▼▼▼
PR #2538, opened 2018-11-08
Split Web UI test suite in nightly PR CI configuration

serg-cymbaluk:
Ticket: https://pagure.io/freeipa/issue/7756

### DIFF
--- a/ipatests/prci_definitions/nightly_master.yaml
+++ b/ipatests/prci_definitions/nightly_master.yaml
@@ -640,16 +640,139 @@ jobs:
         timeout: 3600
         topology: *master_1repl_1client
 
-  fedora-28/test_webui:
+  fedora-28/test_webui_cert:
     requires: [fedora-28/build]
     priority: 50
     job:
       class: RunWebuiTests
       args:
         build_url: '{fedora-28/build_url}'
-        test_suite: test_webui/
+        test_suite: test_webui/test_cert.py
         template: *ci-master-f28
-        timeout: 19600
+        timeout: 1800
+        topology: *ipaserver
+
+  fedora-28/test_webui_general:
+    requires: [fedora-28/build]
+    priority: 50
+    job:
+      class: RunWebuiTests
+      args:
+        build_url: '{fedora-28/build_url}'
+        test_suite: >
+          test_webui/test_loginscreen.py
+          test_webui/test_misc_cases.py
+          test_webui/test_navigation.py
+          test_webui/test_translation.py
+        template: *ci-master-f28
+        timeout: 3600
+        topology: *ipaserver
+
+  fedora-28/test_webui_hosts:
+    requires: [fedora-28/build]
+    priority: 50
+    job:
+      class: RunWebuiTests
+      args:
+        build_url: '{fedora-28/build_url}'
+        test_suite: >
+          test_webui/test_host.py
+          test_webui/test_hostgroup.py
+          test_webui/test_netgroup.py
+          test_webui/test_service.py
+        template: *ci-master-f28
+        timeout: 3600
+        topology: *ipaserver
+
+  fedora-28/test_webui_identity:
+    requires: [fedora-28/build]
+    priority: 50
+    job:
+      class: RunWebuiTests
+      args:
+        build_url: '{fedora-28/build_url}'
+        test_suite: >
+          test_webui/test_automember.py
+          test_webui/test_idviews.py
+        template: *ci-master-f28
+        timeout: 3600
+        topology: *ipaserver
+
+  fedora-28/test_webui_network:
+    requires: [fedora-28/build]
+    priority: 50
+    job:
+      class: RunWebuiTests
+      args:
+        build_url: '{fedora-28/build_url}'
+        test_suite: >
+          test_webui/test_automount.py
+          test_webui/test_dns.py
+          test_webui/test_vault.py
+        template: *ci-master-f28
+        timeout: 3600
+        topology: *ipaserver
+
+  fedora-28/test_webui_policy:
+    requires: [fedora-28/build]
+    priority: 50
+    job:
+      class: RunWebuiTests
+      args:
+        build_url: '{fedora-28/build_url}'
+        test_suite: >
+          test_webui/test_hbac.py
+          test_webui/test_krbtpolicy.py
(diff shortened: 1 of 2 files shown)


tiran:
I'm not a particular fan of another layer of indirection. The additional files in ``suites`` subdirectory make it harder to understand what is going on. You can use YAML's multiline syntax to make the lines easier on the eye. Both grouping by file name or by topic is fine, though. In Travis CI, we simply cluster tests by file name. If related topics is easier for you, then go for it.

## Example
```
  fedora-28/test_webui_ah:
    requires: [fedora-28/build]
    priority: 50
    job:
      class: RunWebuiTests
      args:
        test_suite: >
          test_webui/test_automember.py
          test_webui/test_automount.py
          test_webui/test_cert.py
          test_webui/test_config.py
          test_webui/test_delegation.py
          test_webui/test_dns.py
          test_webui/test_group.py
          test_webui/test_hbac.py
          test_webui/test_host.py
          test_webui/test_hostgroup.py
        template: *ci-master-f28
        timeout: 3600
        topology: *ipaserver
```

tiran:
@f-trivino Please take a look, too. Is it sensible to split the webui tests into so many jobs or would it be better for scaling to have less but larger jobs in PR-CI?

tiran:
By the way, would it make sense to decrease memory limits again? da70f397cbcc7fd464f0f165881e7f223f599d6b has double memory. I guess the system doesn't need that much memory when tests are split across multiple jobs.

f-trivino:
Regarding the memory limits, it would be nice to know the reason because we need to increase the memory. If the reason is that we have included a new single test which mem reqs are higher, then it will not help to decrease the limit again. On the other hand, if the reason is due to the number of tests being executed, then we are leaking memory...

f-trivino:
> @f-trivino Please take a look, too. Is it sensible to split the webui tests into so many jobs or would it be better for scaling to have less but larger jobs in PR-CI?

It depends on the topology. Test_webui runs on ipaserver topology: 2 cpus and 4800 mem, this means that we have about 35 instances where test_webui can be executed ... So, I think for this case it makes sense. A different story would be that test_webui can only be executed in a few instances...

ipatests/prci_definitions/nightly_master.yaml
```diff
@@ -628,14 +628,137 @@ jobs:
...
     priority: 50
     job:
       class: RunWebuiTests
       args:
         build_url: '{fedora-28/build_url}'
-        test_suite: test_webui/
+        test_suite: test_webui/test_cert.py
         template: *ci-master-f28
-        timeout: 19600
+        timeout: 1800
```
f-trivino: I guess we can adjust/verify timeouts by looking into the last NR run of the test_webui execution logs.

f-trivino:
> By the way, would it make sense to decrease memory limits again? [da70f39](https://github.com/freeipa/freeipa/commit/da70f397cbcc7fd464f0f165881e7f223f599d6b) has double memory. I guess the system doesn't need that much memory when tests are split across multiple jobs.

Just a minor comment: tons of firefox processes with Sl status (waiting for an event) are eating the memory, I think the proper cleanup is not done when a test (from test_webui suite) is finished, so we run out of memory. Duplicating the mem makes the job to don't fail but it doesn't solve the issue.

pvoborni:
I support splitting into multiple jobs as the WebUI tests take too much time in comparison to other tests. This is especially annoying if a re-run is required.

As for changing the memory. Change in the topology section of the the pr-ci.yaml  will have no effect on the vm, i.e. the vm will not get more memory. Memory and CPU in the pr-ci.yaml serves as an information for the PR-CI runners to know how beefy the runner must be to handle the task. But the real memory definition is in Vagrantfile template which matches the topology name, e.g.: https://github.com/freeipa/freeipa-pr-ci/blob/master/templates/vagrantfiles/Vagrantfile.ipaserver So only a change there will do the effect, e.g.: https://github.com/freeipa/freeipa-pr-ci/pull/165 . There is an attempt to generate these Vagrantfiles dynamically and thus also support the memory and cpu change in the pr-ci.yaml, but this is not ready yet and this PR should not wait for its completion. https://github.com/freeipa/freeipa-pr-ci/pull/226

f-trivino:
> I support splitting into multiple jobs as the WebUI tests take too much time in comparison to other tests. This is especially annoying if a re-run is required.
> 
> As for changing the memory. Change in the topology section of the the pr-ci.yaml will have no effect on the vm, i.e. the vm will not get more memory. Memory and CPU in the pr-ci.yaml serves as an information for the PR-CI runners to know how beefy the runner must be to handle the task. But the real memory definition is in Vagrantfile template which matches the topology name, e.g.: https://github.com/freeipa/freeipa-pr-ci/blob/master/templates/vagrantfiles/Vagrantfile.ipaserver So only a change there will do the effect, e.g.: [freeipa/freeipa-pr-ci#165](https://github.com/freeipa/freeipa-pr-ci/pull/165) . There is an attempt to generate these Vagrantfiles dynamically and thus also support the memory and cpu change in the pr-ci.yaml, but this is not ready yet and this PR should not wait for its completion. [freeipa/freeipa-pr-ci#226](https://github.com/freeipa/freeipa-pr-ci/pull/226)

Thanks Petr for clarifying. In my opinion we should merge this commit and see if any of the new WebUI jobs requires more memory.

ipatests/prci_definitions/nightly_master.yaml
serg-cymbaluk: test_cert ~ 400s
other tests ~ 1000-2000s
So we can try with these timeouts (1800 and 3600). But for some tests they can be increased if necessary.

serg-cymbaluk:
PR is rebased.

@f-trivino please put "ack" if no changes are required.

f-trivino:
ack

f-trivino:
@serg-cymbaluk  could we maybe change back the mem reqs from limits again? da70f39 it doesn't take any effect.

f-trivino:
ack

serg-cymbaluk:
@f-trivino thanks

serg-cymbaluk:
master:

* 87474cc1a3a2782088a78f56c9267109f1fd5b8c Split Web UI test suite in nightly PR CI configuration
▲▲▲
▶ [Problem details]: Find the word "across" in the entries above. Copy every line that has it.

▶ [Your response]:
By the way, would it make sense to decrease memory limits again? da70f397cbcc7fd464f0f165881e7f223f599d6b has double memory. I guess the system doesn't need that much memory when tests are split across multiple jobs.
> By the way, would it make sense to decrease memory limits again? [da70f39](https://github.com/freeipa/freeipa/commit/da70f397cbcc7fd464f0f165881e7f223f599d6b) has double memory. I guess the system doesn't need that much memory when tests are split across multiple jobs.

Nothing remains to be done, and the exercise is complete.